How to read the output

At N=262144 on iterate-and-sum:

  • flat_map and vector linear-scan finish in roughly the same time. Both are contiguous; the hardware prefetcher feeds them at memory bandwidth.
  • unordered_map is roughly 2.5× slower than the contiguous options. Every node is a separate cache miss.
  • std::map is an order of magnitude slower. RB-tree traversal is both node-based and branch-heavy; the branch predictor can’t help.

Under pressure, the ratio column tells the story:

  • Ratio close to 1.0× means the container’s layout is friendly to the cgroup — contiguous pages stream back in cleanly.
  • Ratios of 2-10× mean the kernel is evicting pages the container then has to fault back in. Every cache miss becomes a page fault, every page fault becomes a syscall, and the whole operation slows by orders of magnitude.

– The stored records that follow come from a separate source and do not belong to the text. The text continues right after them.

PR #3567, opened 2015-10-12
fix bug 1212518 - Don't forward users when control-clicking a link

darkwing:
To test:

1.  Click any breadcrumb link, should go to the page
2.  Command-click any breadcrumb link, original tab should go nowhere, new tab should open

### DIFF
--- a/kuma/static/js/wiki.js
+++ b/kuma/static/js/wiki.js
@@ -375,16 +375,24 @@
     /*
         Track clicks on Crumb links
     */
-    $('.crumbs').on('click', 'a', function() {
+    $('.crumbs').on('click', 'a', function(e) {
         var url = this.href;
-
-        mdn.analytics.trackEvent({
+        var newTab = (e.metaKey || e.ctrlKey);
+        var data = {
             category: 'Wiki',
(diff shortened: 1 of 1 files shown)


stephaniehobson:
Works but... maybe a silly question... why are we preventing default on these at all? Can we just track the click and let default behaviour happen as usual?

kuma/static/js/wiki.js
```diff
@@ -375,16 +375,24 @@
...
             label: url
-        }, function() {
-            window.location = url;
-        });
+        };
+
+        if(newTab) {
+            mdn.analytics.trackEvent(data);
+        }
+        else {
```
stephaniehobson: `else` doesn't need to be on a new line.

darkwing: The majority of our site js puts else on a new line

darkwing:
We're preventing default because we want to ensure the Google Analytics call is sent and "confirmed" by Google before the user moves forward. Without `preventDefault`, the analytics tracking may get "cut off" by a fast page load

stephaniehobson:
R+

You can read the JSON output directly:

jq '.benchmarks[] | select(.aggregate_name == "median")' \
   results-baseline.json

Each benchmark function reports real_time (wall clock) and cpu_time (busy CPU). With --benchmark_repetitions=3 (set in the Containerfile), Google Benchmark adds aggregate entries with aggregate_name set to mean, median, stddev.

Caveats and gotchas

  • Hash function matters. std::unordered_map with a poor hash can be much slower than these numbers suggest — and a great hash can mask some of the cache-miss cost. The benchmark uses std::hash<int> which is identity on most platforms; if your keys are strings, the picture changes.
  • Insert order matters for flat_map. Inserting in sorted order is O(N); inserting in random order is O(N²) because every insert shifts a tail. The demo inserts in sorted order; if your workload doesn’t, measure separately.
  • memory.max vs memory.high. The demo uses --memory=128m which sets memory.max (hard limit). Setting memory.high instead would soften the kernel’s response — pages get reclaimed proactively but the process doesn’t OOM. See §11 for the difference.
  • The benchmark is synthetic. Real workloads mix container operations with other work; the working-set residency calculus changes. Treat the relative ordering as reliable; treat the absolute numbers as upper-bound for your real workload.

Source materials

This demo deepens material from the project’s bibliography:

  • Andrist & Sehr, C++ High Performance 2e, ch. 6 — CPU and memory architecture; the cache-locality argument in detail
  • Iglberger, C++ Software Design, ch. 7 — Bridge / PIMPL and value-based containers; the design-level case for contiguous layouts
  • Enberg, Latency, ch. 4 — the cache-miss-as-syscall framing that motivates this whole demo

Linked tutorial sections

  • §3 RAII & Container Resource Discipline — the per-element allocation count for node-based containers is a real cost paid at insert time and unwound at destruction time. Owning a million std::map entries means a million destructor calls.
  • §6 STL, Layout, and C++20/23 Containers — this demo. Cache locality > algorithmic complexity at the scales where most applications operate.
  • §7 Memory Management — allocator choice matters; even a custom allocator can’t beat layout. Use both.
  • §11 Noisy Neighbor Isolation — cgroup memory pressure isn’t theoretical on a shared host — your noisy neighbor’s working set is what causes the kernel to evict your pages.